** Opening Material shown block **

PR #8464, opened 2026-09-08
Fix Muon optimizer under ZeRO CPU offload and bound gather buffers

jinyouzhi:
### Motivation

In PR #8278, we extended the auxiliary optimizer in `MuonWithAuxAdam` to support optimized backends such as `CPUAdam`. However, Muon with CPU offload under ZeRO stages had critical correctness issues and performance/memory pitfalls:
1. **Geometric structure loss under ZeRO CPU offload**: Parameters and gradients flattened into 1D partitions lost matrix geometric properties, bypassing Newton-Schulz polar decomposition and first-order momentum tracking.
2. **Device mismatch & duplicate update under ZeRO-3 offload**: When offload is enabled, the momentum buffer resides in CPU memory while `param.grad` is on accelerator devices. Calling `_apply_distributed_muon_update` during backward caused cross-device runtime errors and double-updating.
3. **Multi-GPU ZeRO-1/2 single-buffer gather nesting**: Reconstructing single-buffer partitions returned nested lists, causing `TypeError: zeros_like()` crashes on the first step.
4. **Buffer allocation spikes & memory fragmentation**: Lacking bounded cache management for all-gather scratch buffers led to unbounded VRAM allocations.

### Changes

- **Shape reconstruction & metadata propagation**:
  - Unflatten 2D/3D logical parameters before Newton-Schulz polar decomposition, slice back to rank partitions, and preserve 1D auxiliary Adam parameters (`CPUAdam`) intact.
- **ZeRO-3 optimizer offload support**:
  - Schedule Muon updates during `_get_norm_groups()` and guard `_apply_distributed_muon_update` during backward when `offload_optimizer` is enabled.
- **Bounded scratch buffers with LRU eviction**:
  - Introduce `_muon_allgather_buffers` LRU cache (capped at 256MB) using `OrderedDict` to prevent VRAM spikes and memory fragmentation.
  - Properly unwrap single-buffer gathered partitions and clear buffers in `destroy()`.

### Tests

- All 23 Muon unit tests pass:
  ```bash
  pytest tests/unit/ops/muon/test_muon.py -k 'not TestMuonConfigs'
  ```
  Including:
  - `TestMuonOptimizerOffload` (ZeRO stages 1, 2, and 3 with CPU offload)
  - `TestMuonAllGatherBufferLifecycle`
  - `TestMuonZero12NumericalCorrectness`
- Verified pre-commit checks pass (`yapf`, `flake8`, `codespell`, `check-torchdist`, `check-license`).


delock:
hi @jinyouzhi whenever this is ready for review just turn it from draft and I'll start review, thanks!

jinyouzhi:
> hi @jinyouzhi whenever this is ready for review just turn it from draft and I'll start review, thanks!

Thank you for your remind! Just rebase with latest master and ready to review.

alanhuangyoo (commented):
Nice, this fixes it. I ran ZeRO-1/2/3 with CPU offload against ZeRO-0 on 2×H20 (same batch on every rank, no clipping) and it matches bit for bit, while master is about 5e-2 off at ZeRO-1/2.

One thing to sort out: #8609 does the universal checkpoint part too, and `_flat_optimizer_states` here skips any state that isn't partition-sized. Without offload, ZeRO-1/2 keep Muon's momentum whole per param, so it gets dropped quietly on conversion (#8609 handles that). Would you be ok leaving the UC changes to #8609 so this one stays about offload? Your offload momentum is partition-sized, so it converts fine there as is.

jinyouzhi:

** Closing Material shown block **

Your goal:
Work out how many lines in this material include the word "CPUAdam", and reply with that number alone.

Result for this task:
2